First we tackle the derivative of the composite term $$f\!\left(f\!\left(f(x)\right)\right).$$

By the chain rule, which states that if $$h(x)=f\!\bigl(u(x)\bigr)$$ then $$h'(x)=f'\!\bigl(u(x)\bigr)\,u'(x),$$ we proceed step by step through every layer of the composition.

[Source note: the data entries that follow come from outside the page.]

PR #506, opened 2019-08-23
Feature/d3 asim 1356

spyrostz:


src/d3a/d3a_core/util.py
```diff
@@ -51,12 +49,47 @@
 
 _CONTRACT_CACHE = {}
 
+TRACE = 5
```
faizan2590: Sorry, I didn't get it

spyrostz: In order to understand it you need to have a look at the logging module source code, and how to add custom levels. Each of the logging levels are associated to a unique integer: 
https://docs.python.org/3/library/logging.html#logging-levels
Therefore for our custom level we need to associate it with an integer lower than 10 (which is the debug log level). The reason why it is 5 and not, say, 9, is purely speculative. It could be any value between 1 and 9.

Let us denote successively

$$u(x)=f(x),$$

$$v(x)=f(u(x))=f\!\left(f(x)\right),$$

so that

$$f\!\left(f\!\left(f(x)\right)\right)=f(v(x)).$$

Applying the chain rule twice in succession we write

$$\frac{d}{dx}\,f\!\left(f\!\left(f(x)\right)\right) =f'\!\bigl(v(x)\bigr)\cdot v'(x).$$

Now we still need $$v'(x).$$ Again by the chain rule,

$$v'(x)=\frac{d}{dx}\,f\!\left(f(x)\right)=f'\!\bigl(u(x)\bigr)\cdot u'(x).$$

Finally $$u'(x)=f'(x)$$ directly from the definition of $$u(x).$$ Collecting all three factors, the complete derivative of the triple composition is

$$\frac{d}{dx}\,f\!\left(f\!\left(f(x)\right)\right) =f'\!\bigl(v(x)\bigr)\;f'\!\bigl(u(x)\bigr)\;f'(x).$$

In compact form, using the original names, this is

$$\frac{d}{dx}\,f\!\left(f\!\left(f(x)\right)\right) =f'\!\Bigl(f\!\bigl(f(x)\bigr)\Bigr)\;f'\!\bigl(f(x)\bigr)\;f'(x).$$

Now we evaluate this at $$x=1.$$

First compute the necessary inner values:

$$f(1)=1\quad\text{(given)}.$$

Therefore $$f\!\bigl(f(1)\bigr)=f(1)=1$$ again.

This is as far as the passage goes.